Every agent returns:

```
## Report: [Name]
Files Modified:   [file: N replacements]
Files Skipped:    [file: reason]
Flags for Commander: [issue or "None"]
Issues:           [issue or "None"]
Status:           COMPLETE / PARTIAL / FAILED
```

## Anti-patterns

These are the failure modes this skill exists to prevent. If you catch yourself doing one, stop and correct.

- **Phantom fan-out** — an L1 agent does the work itself instead of spawning sub-agents. The whole speed advantage is gone. Enforced by Mandatory Rule 1 + the Gate.
- **Phantom completion** — an agent reports COMPLETE without editing anything. Caught by the `git diff --stat` cross-check, not by trusting the report.
- **Silent shrink** — quietly running 3 agents when the user picked Aggressive. Always surface deviations.
- **Overlapping ownership** — two sub-agents editing the same file → conflicts and lost edits. Enforced by exactly-one-owner in the Gate.
- **Skipping the foundation** — touching dependents before shared files are updated → cascade of broken imports. Foundation Agent runs first.
- **Army for a small job** — 9 agents for 4 files is slower (orchestration overhead) and burns tokens. See "When NOT to use."

## Error Handling

- Sub-agent fails → L1 agent retries its files or spawns a replacement.
- L1 agent fails → Commander spawns a replacement with the same brief.
- Build failure → diff against the checkpoint branch to isolate the break, then run a fix wave.
- Phantom completion → re-dispatch that agent's files to a fresh agent.
- Idempotency on re-run → agents check for already-applied patterns first, so running the army twice never double-applies.

## Worked example

User: "Replace all neon Tailwind colors with our sand palette across the site."
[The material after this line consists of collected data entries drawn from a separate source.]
PR #1593, opened 2026-02-26
Implement SEP-990 Enterprise Managed OAuth

sagar-okta:
**This PR implements SEP-990 Enterprise Managed Authorization using a provider-based approach with RFC 8693 Token Exchange and RFC 7523 JWT Bearer flows. This enables secure cross-app authentication for MCP clients in enterprise environments where users authenticate with an enterprise IdP.**

Related: #1090

## Motivation and Context

Enterprise environments often require OAuth flows where users authenticate with a centralized identity provider (IdP), and applications need to securely access protected resources on behalf of those users without storing credentials. SEP-990 addresses this by implementing:

- **Token Exchange (RFC 8693)**: Exchanges a user's ID token from an enterprise IdP for a JWT Authorization Grant (JAG)
- **JWT Bearer Grant (RFC 7523)**: Exchanges the JAG for an access token to access MCP server resources
- **OAuth Discovery (RFC 9728)**: Automatically discovers authorization server metadata for both IdP and MCP servers

This change is needed to support enterprise customers who need to integrate MCP clients into their existing OAuth infrastructure securely, following the same provider pattern as `ClientCredentialsProvider` and `PrivateKeyJwtProvider`.

## Implementation Approach

Following PR review feedback, this implementation uses a **provider-based approach** instead of middleware:

**Layer 2 - Utility Functions** (`crossAppAccess.ts`):
- `requestJwtAuthorizationGrant()` - RFC 8693 token exchange at IdP
- `discoverAndRequestJwtAuthGrant()` - Discovery + token exchange
- `exchangeJwtAuthGrant()` - RFC 7523 JWT bearer grant at MCP server

**Layer 3 - Provider Class** (`authExtensions.ts`):
- `CrossAppAccessProvider` - Implements `OAuthClientProvider` interface
- Uses assertion callback pattern for flexible IdP integration
- Automatically handles OAuth discovery and token exchange flow

**Core Integration** (`auth.ts`):
- Enhanced `OAuthClientProvider` interface with optional URL storage methods
- Modified `auth()` to save discovered URLs for providers that need them

## How Has This Been Tested?

Added comprehensive test coverage (40 tests total):

**`crossAppAccess.test.ts` (12 tests)**:
- Successful token exchange flows
- OAuth discovery integration
- Error handling (400, 401, 500 responses)
- OAuth error responses (invalid_request, invalid_client, invalid_grant, etc.)
- Token type validation
- Request parameter encoding

**`authExtensions.test.ts` (16 new tests)**:
[...]

PR #1721, opened 2026-03-20
fix(xaa): address review nits from #1593 & use discoveryState

pcarleton:
Address review nits from PR #1593:

- Use `OAuthTokens` type instead of inline return type in `exchangeJwtAuthGrant`
- Use `parseErrorResponse` for proper `OAuthError` in both token exchange functions  
- Use `z.coerce.number()` for `expires_in` in `IdJagTokenExchangeResponseSchema` to match existing pattern

I also missed in that diff that we didn't end up refactoring to use the merged discoveryState, so this switches over to that.

### DIFF
--- a/packages/client/src/client/auth.ts
+++ b/packages/client/src/client/auth.ts
@@ -185,50 +185,6 @@ export interface OAuthClientProvider {
     prepareTokenRequest?(scope?: string): URLSearchParams | Promise<URLSearchParams | undefined> | undefined;
 
     /**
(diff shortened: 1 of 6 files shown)


BossChaos:
## Code Review

**PR:** [fix(xaa): address review nits from #1593 & use discoveryState](https://github.com/modelcontextprotocol/typescript-sdk/pull/1721) by @pcarleton

- ✅ Bug/security fix

*Code review*

PR #14, opened 2023-03-15
virtual ptdf

### LINKED ISSUE #2: PTDF and LODF matrices ignore available flag
Currently, the implementation of PTDF and LODF ignore the available flag on the branches.

### LINKED ISSUE #3: Build LODF given PTDF
Building the PTDF can be very time and memory consuming. 
The current LODF function involves building the PTDF, but if we already have calculated the PTDF, this seems like a lot of unnecessary computational effort. It would be a useful feature to have an LODF method that receives a `PTDF` type and uses it.

### LINKED ISSUE #6: Implement Virtual PTDF object

jd-lara:
closes #6 
closes #2 
closes #3


src/incedence_matrix.jl
rodrigomha, line 1: the file name has a typo, should be `incidence_matrix.jl`

rodrigomha (changes requested):
Besides the naming change I think it looks okay

PR #15, opened 2023-03-17
Jd/adjacency matrix

jd-lara:
Add Adjacency Matrix as a first class object


src/adjancency_matrix.jl
```diff
@@ -0,0 +1,166 @@
...
+    end
+    return connected
+end
+
+function dfs_connectivity(M::SparseArrays.SparseMatrixCSC,
+    bus_lookup::Dict{Int, Int})
+    @info "Validating connectivity with depth first search (network traversal)"
+    cc = find_connected_components(M, bus_lookup)
+    if length(cc) != 1
+        @warn "Network has at least $(length(cc)) connected components with $(length.(cc)) nodes"
```
daniel-thom, line 138: Does this error message make sense? Is the return of find_connected_components not guaranteed?

src/adjancency_matrix.jl
```diff
@@ -0,0 +1,166 @@
...
+        #@assert n < node_count - 1
+    end
+    return I
+end
+
+function goderya_connectivity(M::SparseArrays.SparseMatrixCSC{Int8, Int},
+    bus_lookup::Dict{Int, Int})
+    @info "Validating connectivity with Goderya algorithm"
+    node_count = length(bus_lookup)
+    node_count > 15_000 &&
```
daniel-thom, line 113: Can this be a constant defined somwhere with a comment?

src/adjancency_matrix.jl
```diff
@@ -0,0 +1,166 @@
...
+        @warn "The Goderya algorithm is memory intensive on large networks and may not scale well, try `connectivity_method = dfs_connectivity"
+
+    I = _goderya(M)
+
+    connections = Dict([i => count(x -> x == i, I) for i in Set(I)])
```
daniel-thom, line 118: Why are the square brackets here? Instead of
```
connections = Dict(i => count(x -> x == i, I) for i in Set(I))
```

src/adjancency_matrix.jl
```diff
@@ -0,0 +1,166 @@
...
+            break
+        elseif length(I) < max_I
+            temp = T_ * T
+            I_temp, _, _ = SparseArrays.findnz(temp)
+            if all(I_temp == I)
+                @warn "The system contains islands" maxlog = 1
+            end
+            T_ = temp
+        else
+            @assert false
```
daniel-thom, line 102: Call `error` in case assert is ever compiled out.

src/adjancency_matrix.jl
jd-lara: Probably a legacy mistake.

src/adjancency_matrix.jl
jd-lara: This function has some issues that require a re-write from scratch. That needs a separate PR that relies on this one.

daniel-thom (approved):

PR #25, opened 2023-03-27
Doc string upadate

alefcastelli:
Added the documentation related to each function in the Package.

y_bus still to finish.


src/virtual_ptdf_calculations.jl
```diff
@@ -231,7 +331,37 @@ function _getindex(
...
+    row_, column_ = to_index(vptdf, row, column)
+    return _getindex(vptdf, row_, column_)
+end
+
+# Define for ambiguity resolution
+function Base.getindex(vptdf::VirtualPTDF, row::Integer, column::Integer)
+    return _getindex(vptdf, row, column)
+end
+
+"""
```
jd-lara, line 357: We don't need this for unsupported methods

src/virtual_ptdf_calculations.jl
```diff
@@ -174,50 +284,40 @@ function Base.isempty(vptdf::VirtualPTDF)
...
-    return _getindex(vptdf, row_, column_)
-end
+"""
+Funciton for internal use only.
 
-# Define for ambiguity resolution
-function Base.getindex(vptdf::VirtualPTDF, row::Integer, column::Integer)
-    return _getindex(vptdf, row, column)
-end
+Gets the value of the element of the PTDF matrix given the row and column indices
```
jd-lara, line 304: This is an internal function that doesn't require a docstring. Just documenting `Base.getindex` is enough

src/virtual_ptdf_calculations.jl
```diff
@@ -174,50 +284,40 @@ function Base.isempty(vptdf::VirtualPTDF)
     !isempty(vptdf.temp_data) && return false
     return true
 end
-# Size related overload will work on the BA matrix
+
+"""
+Gives the size of the whole PTDF matrix, not the number of rows stored.
```
jd-lara, line 289: Check the wording for `Base.size` it reads 

```suggestion
Return a tuple containing the dimensions of the VirtualPTDF, not the number of rows stored.
```

src/virtual_ptdf_calculations.jl
```diff
@@ -148,21 +259,20 @@ function VirtualPTDF(
...
     branches = get_ac_branches(sys)
-    nodes = get_buses(sys)
+    buses = get_buses(sys)
 
-    return VirtualPTDF(branches, nodes; kwargs...)
+    return VirtualPTDF(branches, buses; kwargs...)
 end
 
-# Overload Base functions
+"""
```
jd-lara, line 273: There is a typo and also, check how the default is written 

```suggestion
"""
Determine whether the VirtualPTDF is empty (has no elements).
```

jd-lara (changes requested):
- [x] Only add docstrings for the exported method. 
- [ ] Check the format for the docstrings https://docs.julialang.org/en/v1/manual/documentation/. Note that we use DocstringExtensions.jl so there is no need to write the function signature. 
- [x] There are language typos

PR #37, opened 2023-04-20
Serialize PTDF to HDF5 files

daniel-thom:


daniel-thom:
@jd-lara I don't understand why the performance comparison was canceled. Does that normally work?

jd-lara:
@daniel-thom something happened that the run with main gets cancelled and I don't know why. Haven't had a chance to figure it out.

jd-lara (approved):

PR #41, opened 2023-04-27
New methods for LODF: improvements and virtual LODF

alefcastelli:
Faster LODF computation based on sparse matrix, new Virtual LODF methods similar to Virtual PTDF


src/virtual_lodf_calculations.jl
```diff
@@ -0,0 +1,282 @@
...
+    axes::Ax
+    lookup::L
+    valid_ix::Vector{Int}
+    temp_data::Vector{Float64}
+    cache::RowCache
+    subnetworks::Dict{Int, Set{Int}}
+    tol::Base.RefValue{Float64}
+end
+
+function _get_PTDF_A_diag(
```
jd-lara, line 50: This code is duplicated. We probably can get away with making a single function for this

jd-lara (approved):

jd-lara:
The results of loading the LODF in the MMWG dataset are 227.657088 seconds (1.71 M allocations: 193.263 GiB, 2.61% gc time, 0.01% compilation time) which is reasonable enough for now. More improvements later.

PR #50, opened 2023-08-24
simple updated to make isempty workable for each data structures

alefcastelli:
Without theses changes, PowerFlows.jl was throwing an error related to `Base.show`. The following changes fix the issue.


jd-lara:
@alefcastelli can you post the error. There is no reason for PF's to be throwing an error because of show methods.

jd-lara (approved):

PR #54, opened 2023-09-06
Jd/psy3

jd-lara:
This PR requires the corresponding branches in PSY 3


src/virtual_lodf_calculations.jl
```diff
@@ -101,7 +101,8 @@ end
 
 function VirtualLODF(
     branches,
-    buses::Vector{PSY.Bus};
+    buses::Vector{PSY.ACBus};
+    dist_slack::Vector{Float64} = Float64[],
```
alefcastelli, line 105: no need of dist_slack

alefcastelli (changes requested):
VirtualLODF does not need dist_slack argument

alefcastelli:
Ready to merge. Tests still to pass and must be done as soon as PowerSystems 3.0 is released.

PR #66, opened 2023-12-20
fix ptdf constructor

### LINKED ISSUE #61: PTDF and LODF elements are NaNs
In case the loaded system contains branches with null impedance, its inverse is Inf.
Therefore, the BA and ABA matrices (and its LU factorization ones) contain Inf values. When trying to solve the linear system the resulting matrix (PTDF or LODF) will have all elements equal to NaNs.

Actions must be taken to avoid this situation since it can be very hard for a user to understand where the issue could be.

jd-lara:
closes #61 also


jd-lara:
closed, these changes are included in #67

PR #67, opened 2023-12-22
afc/radial_branches_matrices

alefcastelli:
The PR adds new features regarding the possibility to evaluate all the network matrices considering a simplified system without leaf buses and radial branches.

The option `reduce_radial_branches` is available for all matrix types.


jd-lara:
@alefcastelli I made some improvements to the RadialBranches code for the integration with PowerSimulations.jl. One test for the PTDF seems to be failing but it isn't clear why. I think that the test is written in a way that the indexing doesn't work as expected.

src/lodf_calculations.jl
```diff
@@ -413,13 +442,25 @@ function LODF(
     validate_linear_solver(linear_solver)
     ax_ref = make_ax_ref(A.axes[1])
     if reduce_radial_branches
-        radial_branches = RadialBranches(A)
+        if !isempty(BA.radial_branches) && !isempty(ABA.radial_branches)
```
jd-lara, line 445: we need to check that the radial branches object is in fact the same

src/ptdf_calculations.jl
```diff
@@ -439,15 +429,33 @@ Builds the PTDF matrix from a system. The return is a PTDF array indexed with th
...
 # Arguments
 - `sys::PSY.System`:
-        Power Systems system
+        PSY system for which the matrix is constructed
+
+# Keyword Arguments
+- `dist_slack::Vector{Float64}=Float64[]`:
+        vector of weights to be used as distributed slack bus.
+        The distributed slack vector has to be the same length as the number of buse
+- `reduce_radial_branches::Bool=false`:
```
jd-lara, line 438: kwarg inconsistency again

src/ptdf_calculations.jl
```diff
@@ -439,15 +429,33 @@ Builds the PTDF matrix from a system. The return is a PTDF array indexed with th
...
+        if True the matrix will be evaluated discarding
+        all the radial branches and leaf buses (optional, default value is false)
+- `kwargs...`:
```
jd-lara, line 441: This is not needed

src/virtual_ptdf_calculations.jl
```diff
@@ -157,13 +156,42 @@ end
...
+        PSY system for which the matrix is constructed
+
+# Keyword Arguments
+- `dist_slack::Vector{Float64}=Float64[]`:
+        vector of weights to be used as distributed slack bus.
+        The distributed slack vector has to be the same length as the number of buse
+- `reduce_radial_branches::Bool=false`:
+        if True the matrix will be evaluated discarding
+        all the radial branches and leaf buses (optional, default value is false)
+- `kwargs...`:
```
jd-lara, line 171: not needed

src/virtual_ptdf_calculations.jl
```diff
@@ -157,13 +156,42 @@ end
...
+
+# Arguments
+- `sys::PSY.System`:
+        PSY system for which the matrix is constructed
+
+# Keyword Arguments
+- `dist_slack::Vector{Float64}=Float64[]`:
+        vector of weights to be used as distributed slack bus.
+        The distributed slack vector has to be the same length as the number of buse
+- `reduce_radial_branches::Bool=false`:
```
jd-lara, line 168: Inconsistency in keyword argument

src/BA_ABA_matrices.jl
```diff
@@ -1,9 +1,10 @@
+# TODO: BA_Matrix(sys::PSY.Sytems, radial_branches::Vector{String}), for custom radial branches
```
jd-lara, line 1: Is this still a TODO?

src/ptdf_calculations.jl
alefcastelli: insonsistency due to the need to keep dist_slack and reduce_radial_branches explicit

src/lodf_calculations.jl
alefcastelli: done

PR #69, opened 2024-01-15
PSI integration part 2

jd-lara:
Changes to comply with PSI PR review.

### DIFF
--- a/src/BA_ABA_matrices.jl
+++ b/src/BA_ABA_matrices.jl
@@ -15,8 +15,8 @@ Structure containing the BA matrix and other relevant data.
         with the names of buses and branches
 - `ref_bus_positions::Set{Int}`:
         Set containing the indexes of the columns of the BA matrix corresponding
-        to the refence buses
-- `radial_branches::RadialNetworkReduction`:
+        to the reference buses
+- `radial_network_reduction::RadialNetworkReduction`:
         Structure containing the radial branches and leaf buses that were removed
         while evaluating the matrix
 """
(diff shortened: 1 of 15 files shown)


src/BA_ABA_matrices.jl
```diff
@@ -16,7 +16,7 @@ Structure containing the BA matrix and other relevant data.
 - `ref_bus_positions::Set{Int}`:
         Set containing the indexes of the columns of the BA matrix corresponding
         to the refence buses
```
GabrielKS, line 18:
```suggestion
        to the reference buses
```

src/BA_ABA_matrices.jl
```diff
@@ -16,7 +16,7 @@ Structure containing the BA matrix and other relevant data.
...
-- `radial_branches::RadialBranches`:
+- `radial_branches::RadialNetworkReduction`:
```
GabrielKS, line 19: To complete the renaming we should probably change all the field names too, right? Unless domain knowledge makes this non-confusing.
```suggestion
- `radial_network_reduction::RadialNetworkReduction`:
```

src/BA_ABA_matrices.jl
```diff
@@ -25,7 +25,7 @@ struct BA_Matrix{Ax, L <: NTuple{2, Dict}} <: PowerNetworkMatrix{Float64}
     axes::Ax
     lookup::L
     ref_bus_positions::Set{Int}
-    radial_branches::RadialBranches
+    radial_branches::RadialNetworkReduction
```
GabrielKS, line 28: (see above)

GabrielKS (changes requested):
Looks good aside from the typo and the suggestion to rename `radial_branches` and `rb` fields wherever they appear unless domain knowledge makes this non-confusing.

GabrielKS (approved):
Looks good!

PR #75, opened 2024-02-25
Update Project.toml

jd-lara:
Testing bump in Pardiso to avoid issues with versions


jd-lara:
I tested locally on my M1 Mac that this solution works

PR #89, opened 2024-09-21
Jd/index fixes

### LINKED ISSUE #86: Adjacency function UndefVarError
When running "PNM.Adjacency(system)", I get the error "UndefVarError: `_make_ax_ref` not defined"

jd-lara:
closes #86


rodrigomha (approved):
Looks good, but not sure if the change to make_ax_ref is working as it is not being tested

PR #1391, opened 2022-06-02
solved

mflkvsk:


src/calculateRentalCost.js
```diff
@@ -28,7 +28,17 @@
...
-  // write code here
+  const amount = 40 * days;
+
+  if (days >= 7) {
+    return amount - 50;
+  }
+
+  if (days >= 3) {
+    return amount - 20;
+  }
```
illiarerun, line 39: [Checklist](https://github.com/mate-academy/js_task-transportation-on-vacation/blob/master/checklist.md) 1st item. You should create variables for main values - 20, 40, 50, they shouldn't be just magic numbers

illiarerun (changes requested):
GJ, now let's apply 1 fix:

illiarerun (approved):
GJ 🔥

PR #1392, opened 2022-06-02
Solution

Zykhor-Andrii:


src/calculateRentalCost.js
```diff
@@ -28,7 +28,17 @@
  */
 
 function calculateRentalCost(days) {
-  // write code here
+  let result = days * 40;
```
Bohdan-Maksymiuk, line 31:
```suggestion
  const defaultCost = days * 40;
```

src/calculateRentalCost.js
```diff
@@ -28,7 +28,17 @@
...
+
+  if (days >= 7) {
+    return result - 50;
+  }
+
+  if (days >= 3) {
+    result -= 20;
```
Bohdan-Maksymiuk, line 38:
```suggestion
    return defaultCost - 20;
```

src/calculateRentalCost.js
```diff
@@ -28,7 +28,17 @@
  */
 
 function calculateRentalCost(days) {
-  // write code here
+  let result = days * 40;
+
+  if (days >= 7) {
+    return result - 50;
```
Bohdan-Maksymiuk, line 34:
```suggestion
    return defaultCost - 50;
```

Bohdan-Maksymiuk (changes requested):
add variables for discount ammounts

ArturErmolenko (approved):

PR #1393, opened 2022-06-02
my solution

Pavlo000:


src/calculateRentalCost.js
```diff
@@ -28,7 +28,15 @@
...
 
 function calculateRentalCost(days) {
-  // write code here
+  let price = days * 40;
+
+  if (days >= 3 && days < 7) {
+    price -= 20;
+  } else if (days >= 7) {
+    price -= 50;
+  }
```
illiarerun, line 37: [Checklist](https://github.com/mate-academy/js_task-transportation-on-vacation/blob/master/checklist.md?rgh-link-date=2022-06-06T07%3A07%3A40Z) 1st item. You should create variables for main values - 20, 50, 40 they shouldn't be just magic numbers

illiarerun: Also, checklist 3rd item, you can just return values from your if statements instantly to avoid executing redundant code. And you don't really need else statements here in this way

illiarerun (changes requested):
Nice start, now let's try to fix it:

src/calculateRentalCost.js
```diff
@@ -28,7 +28,18 @@
...
+  const bigDiscount = 50;
+  const price = days * defaultPrice;
+
+  if (days >= 3 && days < 7) {
+    return price - smallDiscount;
+  } else if (days >= 7) {
+    return price - bigDiscount;
+  } else {
+    return price;
+  }
```
jstmpelowycz, line 42: too complicated, let's simplify it
```suggestion
  if (days >= 7) {
    return price - bigDiscount;
  } 
  
 if (days >= 3) {
    return price - smallDiscount;
  }
  
  ...
```

jstmpelowycz (changes requested):

jstmpelowycz (approved):
LGTM

PR #1398, opened 2022-06-06
Solution

GavrilyukYura:


Samaev (changes requested):
good job
few changes are needed, look my comment please

Samaev (approved):
good job

src/calculateRentalCost.js
```diff
@@ -28,7 +28,22 @@
...
+    return price;
+  }
+
+  if (days >= 3 && days < 7) {
+    return price - minDiscount;
+  }
+
+  if (days >= 7) {
+    return price - maxDiscount;
+  }
```
illiarerun, line 46: functions should have at least 1 consistent return, you also checked all the conditions before, so this if is redundant
```suggestion
  return price - maxDiscount;
```

illiarerun (approved):
GJ, left one comment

**Recon:** 45 files, 5 domains, 2 shared dependencies (a theme config + a shared `<Button>`). Build cmd: `npm run build`. Recommend Aggressive: 1 Foundation Agent + 5 L1 agents, 2-4 sub-agents each (~22 total).

**Wave 1 (Execute):** Foundation Agent updates the 2 shared files first. Then 5 L1 agents deploy in parallel, each fanning out to sub-agents. Reports: 43 modified, 2 skipped (already correct), 3 flags.

**Verify:** `git diff --stat` shows 42 files changed — one agent reported a file it never touched (phantom). Re-dispatched; now 43 confirmed. Build passes. 3 flags + 2 edge-case violations remain → Audit wave recommended.

**Wave 2 (Audit):** 3 fresh agents target the flagged files and violations. Fixed. Build clean, re-scan clean. 4 test files import the changed `<Button>` → Propagate recommended.

**Wave 3 (Propagate):** 3 agents update the 4 test files + 1 doc. Build still green.

**Final:** 3 waves, ~28 agents total, 48 files touched (diff-confirmed), 1 phantom caught, zero violations remaining, clean build. Rollback branch available.